*** PROVIDED RECORDS Section Begins ***

PR #628, opened 2026-07-15
fix: resolve relative img_path in parsed content lists to absolute paths

### LINKED ISSUE #624: [Bug] local mineru+lightrag

### Describe the bug

When creating a knowledge base or adding a document to an existing knowledge base using mineru+lightrag, a problem arises when generating image descriptions. An error occurs when attempting to locate image files via the relative path `image/*.png`. If the path is manually corrected to an absolute path in the `*content*` files after mineru has parsed them, everything works fine.

All packages are the latest versions... (lightrag==1.4.16)

Thank you

### Steps to reproduce

_No response_

### Expected Behavior

_No response_

### Related Module

Dashboard

### Configuration Used

_No response_

### Logs and screenshots

_No response_

### Additional Information

- DeepTutor Version:
- Operating System:
- Python Version:
- Node.js Version:
- Browser (if applicable):
- Related Issues:

xor-xe:
### Description
When indexing documents with MinerU + LightRAG, image description generation fails because content-list `img_path` entries are relative (`images/*.png`). They are relative to the content-list file inside DeepTutor's parse cache, but RAG-Anything resolves them against its own working directory, so the images are never found.

This PR anchors relative `img_path` values at the content dir in `cache.load_ir`, the shared loader all ParseService consumers use. The cached JSON stays relative on disk so cache dirs remain relocatable; absolute paths pass through unchanged.

### Related Issues
- Closes #624

### Module(s) Affected
- [ ] `agents`
- [ ] `api`
- [ ] `config`
- [ ] `core`
- [ ] `knowledge`
- [ ] `logging`
- [x] `services`
- [ ] `tools`
- [ ] `utils`
- [ ] `web` (Frontend)
- [ ] `docs` (Documentation)
- [ ] `scripts`
- [x] `tests`
- [ ] Other: `...`

### Checklist

### Additional Notes
Reproduced the failure path in a unit test: `load_ir` returned relative `img_path` values straight from the content-list JSON. Verified with `tests/services/parsing` and `tests/services/rag/test_lightrag_pipeline.py` (59 passed, 2 skipped) plus `ruff check` / `ruff format --check` on the touched files.

### DIFF
--- a/deeptutor/services/parsing/cache.py
+++ b/deeptutor/services/parsing/cache.py
@@ -123,6 +123,24 @@ def find_content_dir(workdir: Path) -> Path:
     return candidate_dirs[0] if candidate_dirs else workdir
 
 
+def _absolutize_img_paths(blocks: list[dict], content_dir: Path) -> list[dict]:
+    """Anchor relative ``img_path`` entries at ``content_dir``.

*** PROVIDED RECORDS Section Ends ***

Everything from the line with "Reproduced the failure" through the last line of the data is to be retyped verbatim, with no other text.

Reproduced the failure path in a unit test: `load_ir` returned relative `img_path` values straight from the content-list JSON. Verified with `tests/services/parsing` and `tests/services/rag/test_lightrag_pipeline.py` (59 passed, 2 skipped) plus `ruff check` / `ruff format --check` on the touched files.

### DIFF
--- a/deeptutor/services/parsing/cache.py
+++ b/deeptutor/services/parsing/cache.py
@@ -123,6 +123,24 @@ def find_content_dir(workdir: Path) -> Path:
     return candidate_dirs[0] if candidate_dirs else workdir
 
 
+def _absolutize_img_paths(blocks: list[dict], content_dir: Path) -> list[dict]:
+    """Anchor relative ``img_path`` entries at ``content_dir``.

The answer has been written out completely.